An employee can represent his employer in an unfavorable way even if he is engaged in something that is legal. An example might include being publicly associated with a porn company outside of office hours. Likewise, most companies don’t allow their employees to work for a competitor, even if such work is legal, because it creates a conflict of interest.
In addition, morality clauses are well known in the world of contracts. Lance Armstrong lost many of his sponsors precisely because his drug use violated the morality clause in his contract with those sponsors. Morality clauses protect companies from being harmed by employees who damage their reputations. A Catholic school that is unable to terminate a teacher who creates a scandal could be harmed when the parents of prospective students choose to not enroll their children in the school for that reason.

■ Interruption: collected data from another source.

PR #7556, opened 2020-04-28
Add automated email ownership emails

jacobherrington:

- [ ] Refactor
- [x] Feature
- [ ] Bug Fix
- [ ] Optimization
- [ ] Documentation Update

## Description

This is task Michael does manually a lot. There are a lot of cases where
we need to validate that an individual has access to the email address
associated with their DEV account. This automates a singificant portion
of that, and hopefully we can use it in a lot of places.

A user that has never verified their email:
image

A user that has verified their email:
image

## Added tests?

- [x] yes
- [ ] no, because I need help

## Added to documentation?

- [ ] docs.dev.to
- [ ] readme
- [x] no documentation needed


app/controllers/email_authorizations_controller.rb
```diff
@@ -0,0 +1,12 @@
+class EmailAuthorizationsController < ApplicationController
+  def verify
+    user = User.find_by(username: params[:username])
+    raise ActionController::RoutingError, "Not Found" unless user && current_user == user
```
jacobherrington, line 4: Error handling here isn't super elegant, but I think that a 404 is best.

spec/requests/internal/users_spec.rb
```diff
@@ -51,6 +51,24 @@
...
+
+      expect(ActionMailer::Base.deliveries.count).to eq(1)
+      expect(ActionMailer::Base.deliveries.first.subject).to eq("Verify Your #{ApplicationConfig['COMMUNITY_NAME']} Account Ownership")
+      expect(ActionMailer::Base.deliveries.first.text_part.body).to include(verification_link)
+
+      sign_in(user)
+      get verification_link
+      expect(user.email_authorizations.last.verified_at).to be_within(1.minute).of Time.now.utc
+
+      ActionMailer::Base.deliveries.clear
```
jacobherrington, line 68: Not making this a before/after each because this is the only spec messing with mailers.

app/controllers/email_authorizations_controller.rb
Zhao-Andy: Hmm maybe a `before_action :authenticate_user!` and `not_found unless current_user == user`. You could also make an `email_authorization_policy.rb` here if you want to go a step further.

app/views/mailers/verification_mailer/account_ownership_verification_email.html.erb
```diff
@@ -0,0 +1,18 @@
+<% host = "#{ApplicationConfig['APP_PROTOCOL']}#{ApplicationConfig['APP_DOMAIN']}" %>
+<% verify_url = "#{host}/verify_email_ownership?confirmation_token=#{@user.email_authorizations.order('created_at DESC').first.confirmation_token}&username=#{@user.username}" %>
```
Zhao-Andy, line 2: IMO we should get the token from the controller and put it in an instance variable to render here.

app/controllers/email_authorizations_controller.rb
```diff
@@ -0,0 +1,12 @@
...
+
+    email_authorization = user.email_authorizations.order("created_at DESC").first
+    raise ActionController::RoutingError, "Not Found" unless email_authorization.confirmation_token == params[:confirmation_token]
+
+    email_authorization.update(verified_at: Time.now.utc)
```
rhymes, line 9: `Time.current` as `Time.now` objects technically have no timezone, it's good to keep the convention

app/controllers/email_authorizations_controller.rb
```diff
@@ -0,0 +1,12 @@
...
+    redirect_to "/"
```
rhymes, line 10: this can be `root_path`

app/controllers/email_authorizations_controller.rb
```diff
@@ -0,0 +1,12 @@
+class EmailAuthorizationsController < ApplicationController
+  def verify
+    user = User.find_by(username: params[:username])
+    raise ActionController::RoutingError, "Not Found" unless user && current_user == user
+
+    email_authorization = user.email_authorizations.order("created_at DESC").first
```
rhymes, line 6: is there a chace that this will return nothing?

app/controllers/internal/users_controller.rb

However, I think Catholic schools should carefully explain to their teachers (who themselves may not have been well-catechized) what does and does not violate a morality clause in an employment contract. This is especially the case with IVF and other medical practices that some good-hearted Catholics may mistakenly think are not immoral.
3. I bet these schools don’t fire teachers who use contraception or masturbate.
Just because some teachers might violate their contracts in a private and undetectable way does not mean teachers who violate their contracts in a public way cannot be disciplined.
4. Terminating employees for their religious beliefs, marital status, or pregnancies constitutes illegal discrimination under the 1964 and 1968 civil rights acts. Choosing to not hire someone based on these classes is also illegal.
It’s true that employers usually cannot base hiring or termination decisions on the fact that an employee belongs to a “protected class” of people (such as belonging to a certain race, religion, nationality, sex, etc.). But there is an exception.
It has long been held in the United States that when it comes to hiring practices there is a “ministerial exception” for religious organizations. In order to protect freedom of religion, the government cannot tell churches who can and cannot be ministers. This is why radical supporters of female ordination cannot sue the Catholic Church for the “job” of priesthood.
In 2012 the U.S. Supreme Court unanimously decided in Hosanna-Tabor Evangelical Lutheran Church and School v. Equal Employment Opportunity Commission that the ministerial exception could also be applied to teachers in parochial schools, even if they primarily teach a nonreligious subject.
I think that makes perfect sense. In fact, more Catholic schools should view their teachers as “ministers of the gospel” along with being academic instructors. Theological topics can easily find their way into other subjects like art, English, literature, history, and science. The teaching of Romance languages like Spanish or French, which is what Mr. Griffin taught before he was terminated, could easily incorporate Catholic materials originally written in those languages.
Even if they teach a subject like calculus, Catholic schoolteachers are still respected by their students as role models. These teachers have ample opportunities to share their worldview with students before and after class, such as when the math students erupt into an impromptu discussion about the morning assembly presentation on chastity.
Genuinely Catholic
Pope John Paul II said during a 2004 visit to the U.S. bishops:
It is of utmost importance, therefore, that the Church’s institutions be genuinely Catholic: Catholic in their self-understanding and Catholic in their identity. All those who share in the apostolates of such institutions, including those who are not of the faith, should show a sincere and respectful appreciation of that mission which is their inspiration and ultimate raison d’être.
Catholic schools have the right and the duty to protect their Catholic identity by retaining employees who, at the bare minimum, do not violate what the Church teaches. However, the ideal would be for those employees to not merely tolerate the Faith but to celebrate it and serve as a witness of it in their classrooms.